EXERCISE DETAILS
Return, from the data below, each line that contains the word "navigation".

Items from a dataset:
PR #1501, opened 2019-05-16
Fix/tao 8315/disable csrf for messages

oatymart:
Issue: https://oat-sa.atlassian.net/browse/TAO-8315

Related PR: https://github.com/oat-sa/tao-core/pull/2117

The short term fix for this bug will be to disable CSRF tokens for the "messages" feature used by some customers.

On the backend it was found that `checkSecurityToken()` was missing in 2 methods which should normally have it. It has been re-added.

However, until the token issue is fully understood, tokens will be turned off for messages, thus the call in `messsages()` is commented for now.

Should be tested in the Test Runner on ACT and NFER envs.

### DIFF
--- a/actions/class.Runner.php
+++ b/actions/class.Runner.php
@@ -957,13 +957,13 @@ class taoQtiTest_actions_Runner extends tao_actions_ServiceModule
      */
     public function messages()
     {
-        // close the PHP session to prevent session overwriting and loss of security token for secured queries
-        session_write_close();
-
         $code = 200;
 
         try {
-            //$this->checkSecurityToken(); // should be on, but disabled as temporary fix for TAO-8315
+            $this->checkSecurityToken();
+
+            // close the PHP session to prevent session overwriting and loss of security token for secured queries
+            session_write_close();
 
             $input = \taoQtiCommon_helpers_Utils::readJsonPayload();
             if (!$input) {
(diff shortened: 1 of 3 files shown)


krampstudio:
I think it doesn't work because of the `session_write_close` https://github.com/oat-sa/extension-tao-testqti/pull/1501/files#diff-8883cfeb1526223f0ebf0cd07eff00deR961
which might not be necessary anymore. No ?

krampstudio:
After trying to :  
 - add the token in communicator  https://github.com/oat-sa/tao-core/pull/2117/files#diff-f2426157e0adc87c1096322346189d3aR129
 - remove the `session_write_close` https://github.com/oat-sa/extension-tao-testqti/pull/1501/files#diff-8883cfeb1526223f0ebf0cd07eff00deR961
 - uncomment the security check https://github.com/oat-sa/extension-tao-testqti/pull/1501/files#diff-8883cfeb1526223f0ebf0cd07eff00deR966

Everything looks to be working, tested quickly

SashaTAO:
I am not sure if this change (removing `session_write_close`) will not bring back concurrency issue. Maybe it would be better to turn off CSRF verification for this endpoint for the moment and work on correct fix without pressure. What do you think?

oatymart:
After discussions we will enable the tokens again but move the `session_write_close()` just after the check.

PR #1505, opened 2019-05-20
Fix/TAO-7216/Timer doesn't start after the audio is fully loaded when the connection is slow 

bziondik:
DRAFT PR!!!

Related to: https://oat-sa.atlassian.net/browse/TAO-7216
Handling warning from ItemRunner in case of errors during Item rendering

Related to https://github.com/oat-sa/extension-tao-itemqti/pull/1279


views/js/controller/runner/runner.js
```diff
@@ -171,6 +171,24 @@ define([
                 }
             };
 
+            /**
+             * Handles warnings
+             * @param {String} [displayMessage] - an alternate message to display
+             */
+            var onWarning = function onWarning(err, displayMessage) {
```
jsconan: `onError` and `onWarning` are very similar. Could you refactor them in order to share the same mechanism between the rwo?

manifest.php
```diff
@@ -39,7 +39,7 @@
     'label'       => 'QTI test model',
     'description' => 'TAO QTI test implementation',
     'license'     => 'GPL-2.0',
-    'version'     => '33.2.1',
+    'version'     => '33.2.2',
```
jsconan: Could you also mention the dependency with taoQtiItem? (`20.0.2`)

views/js/controller/runner/runner.js
```diff
@@ -171,6 +171,24 @@ define([
...
+                displayMessage = displayMessage || err.message;
+
+                if(!_.isString(displayMessage)){
+                    displayMessage = JSON.stringify(displayMessage);
+                }
+
+                logger.error({ displayMessage : displayMessage }, err);
```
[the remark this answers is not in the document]
bziondik: fixed

views/js/controller/runner/runner.js
bziondik: refactored

PR #1513, opened 2019-05-30
Feature/tao 8402/sync offline

handleman:
*task* : https://oat-sa.atlassian.net/browse/TAO-8402

**short description** : extend offline proxy component to make it able to synchronise the test state on every action.

**full description** : 
offline proxy enable test runner to work regardless of internet connection, saving data only at the very end of test. The problem was that this approach doesn't allow user to proceed test after interruption on other machine. 

**problem was solved** this feature made proxy to synchronise test data on every action user perform. So test is executed offline with synchronisation of all the data when connection is fine, and store all actions in the queue when there is no connection.

**how to test**
First of all you need to switch test runner to "offline mode" with command : `php index.php "oat\taoQtiTest\scripts\install\SetOfflineTestRunnerConfig"` 
After that, your test would be able to be run offline (without internet connection) .
1. run the command above. (with) connection online
2. login in your environment in some delivery 
3. start the test, wait until "init" API call finished. (use network panel in devtools)
4. turn of the wifi on your laptop, or just use "offline" checkbox on " network" panel in your developers tools.
5. Now you should be able to go through test items offline.
6. turn on the internet on some item and press "next" control.
7. You should see that "message" api call is pending holding array of all actions were performed during offline.

And you can logout at any moment and should be able to proceed from the las synced item.


views/js/runner/proxy/offline/proxy.js
```diff
@@ -131,98 +131,123 @@ define([
...
+                        } else{
                             return self.syncData().then(function() {
                                 return resolve(result);
                             }).catch(function() {
                                 return resolve({ success: false });
                             });
                         }
-                    }
-
-                    if (action === 'skip') {
```
AntonTsymuk: is this statement removed by purpose?

handleman: You were right, I've moved it back

handleman:
> * I am not sure, but Is this changes require any any unit tests updates?
> * Also please adjust proper formatting to your code(indentations, missing spaces in operators)

Changes have affected only one components method, without any change in its attributes or component api calls sequence in general. 
The behaviour itself is related closely to specific user scenario, so it makes sense to test it during acceptance/behaviour testing stage. I don't see here need for unit test change.

handleman:
@hutnikau  @AntonTsymuk  Could you do another round?

PR #1515, opened 2019-05-31
Feature/nex 81 es2015 migration

krampstudio:
Related to https://oat-sa.atlassian.net/browse/NEX-81

 - Bundles with babel
 - migrate one controller to ES2015

Requires PR : 

 - [x] https://github.com/oat-sa/tao-core/pull/2156


views/js/controller/creator/creator.js
```diff
@@ -78,14 +77,17 @@ define([
...
-            var self = this;
-            var $container = $('#test-creator');
-            var $saver = $('#saver');
-            var binder, binderOptions, modelOverseer;
+        start(options){
+            const self = this;
+            const $container = $('#test-creator');
+            const $saver = $('#saver');
+
             var creatorContext;
```
anshul119: What do you think about using let instead of var? It can be good as it prevents re declaration, usage before declaration etc

views/js/controller/creator/creator.js
```diff
@@ -78,14 +77,17 @@ define([
...
-          * @param {Boolean} [options.guidedNavigation  = false]- feature flag for the guided navigation
+          * @param {Boolean} [options.guidedNavigation=false] - feature flag for the guided navigation
           */
-        start : function(options){
-            var self = this;
-            var $container = $('#test-creator');
-            var $saver = $('#saver');
-            var binder, binderOptions, modelOverseer;
+        start(options){
+            const self = this;
```
anshul119: you dont need this anymore :)

PR #1516, opened 2019-06-03
Feature/nex 90 update renamed ui module

btamas:
Update reference to renamed ui module.

- [ ] dependency https://github.com/oat-sa/tao-core/pull/2158


krampstudio:
*Please do not merge before next sprint*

RESPONSE AREA
-          * @param {Boolean} [options.guidedNavigation  = false]- feature flag for the guided navigation
+          * @param {Boolean} [options.guidedNavigation=false] - feature flag for the guided navigation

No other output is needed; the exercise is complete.